Фильм “Юрий Кувалдин. Жизнь в тексте”. Впервые был показан по телевизионному каналу “Культура”, 21 ноября 2006 года, в ознаменование моего 60-летия. Режиссер фильма – Ваграм Кеворков.

Александр ТРИФОНОВ (всем присутствующим):

Во время просмотра фильма - не разговаривать!

Юрий КУВАЛДИН:

Это мой сын уже командует...

(Смех в зале, возгласы: “Во время просмотра фильма не разговаривать”!

Идет просмотр фильма, сорок минут.

После этого начинается фотосессия.)

Юрий КУВАЛДИН:

Сейчас мы фотографируемся у портрета Платонова. Я могу целую лекцию о Платонове прочитать, но сейчас не буду этого делать. (Смех в зале.)

(Участники альманаха фотографируются у портрета Платонова. Юрий Кувалдин дает Нине Красновой свой фотоаппарат “Kenon”, говорит ей, на какую кнопку она должна нажимать. Нина Краснова фотографирует участников альманаха. Юрий Кувалдин советует ей снимать группу не с одного ракурса, а с разных, что она и делает.)

Нина КРАСНОВА:

Все участники альманаха – один лучше другого, очень хорошо смотрятся! (Обращается к Кувалдину.) А мне, не участнице, можно сфотографироваться с участниками?

Юрий КУВАЛДИН (шутит):

Можно. Если сегодня к 12 часам ночи вы расшифруете и обработаете и пришлете мне по электронной почте всю стенограмму вечера.
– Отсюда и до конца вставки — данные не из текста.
PR #1978, opened 2018-09-11
[New] Support "detect" option for React version setting

### LINKED ISSUE #1955: Warning: React version not specified in eslint-plugin-react settings.
Hello,

Since I've updated this plugin, i've got a message like `Warning: React version not specified in eslint-plugin-react settings.`.

This is true, I didn't specify the version of react, and this happens due to https://github.com/yannickcr/eslint-plugin-react/pull/1857/commits/8738e5917709c0cba0e7dd45289356f8a1d77384#diff-4e51c5c91adee02670adaca34f7fd7fdR17

However, when I read the doc, I've got this:

`"version": "15.0", // React version, default to the latest React stable release`

It's said "by default, it uses the latest version of react".

So why displaying a warning if there's a default and this is what I want? as I keep my react often upgraded.

alexzherdev:
I think this resolves #1955.

### DIFF
--- a/lib/util/version.js
+++ b/lib/util/version.js
@@ -4,15 +4,35 @@
  */
 'use strict';
 
+const resolve = require('resolve');
 const log = require('./log');
 
 let warnedForMissingVersion = false;
+
+function detectReactVersion() {
+  try {
+    const reactPath = resolve.sync('react', {basedir: process.cwd()});
+    const react = require(reactPath);
+    return react.version;
+  } catch (e) {
+    if (e.code === 'MODULE_NOT_FOUND') {
+      log('Warning: React version was set to "detect" in eslint-plugin-react settings, ' +
+        'but the "react" package is not installed. Assuming latest React version for linting.');
+      return '999.999.999';
+    }
+    throw e;
+  }
+}
 
 function getReactVersionFromContext(context) {
   let confVer = '999.999.999';
   // .eslintrc shared settings (http://eslint.org/docs/user-guide/configuring#adding-shared-settings)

(Смех и общее оживление в зале. Потом авторы пишут друг другу автографы на экземплярах “Ре-цепта”. Потом во главе с Юрием Кувалдиным совершают прогулку по Москве, идут от библиотеки имени Платонова, по улице Усиевича и примыкающим к ней улицам, дворами, до Ленинградского проспекта и до станции метро “Сокол” и разъезжаются по домам, писать новые вещи для альманаха “Ре-цепт” и для Вечности.)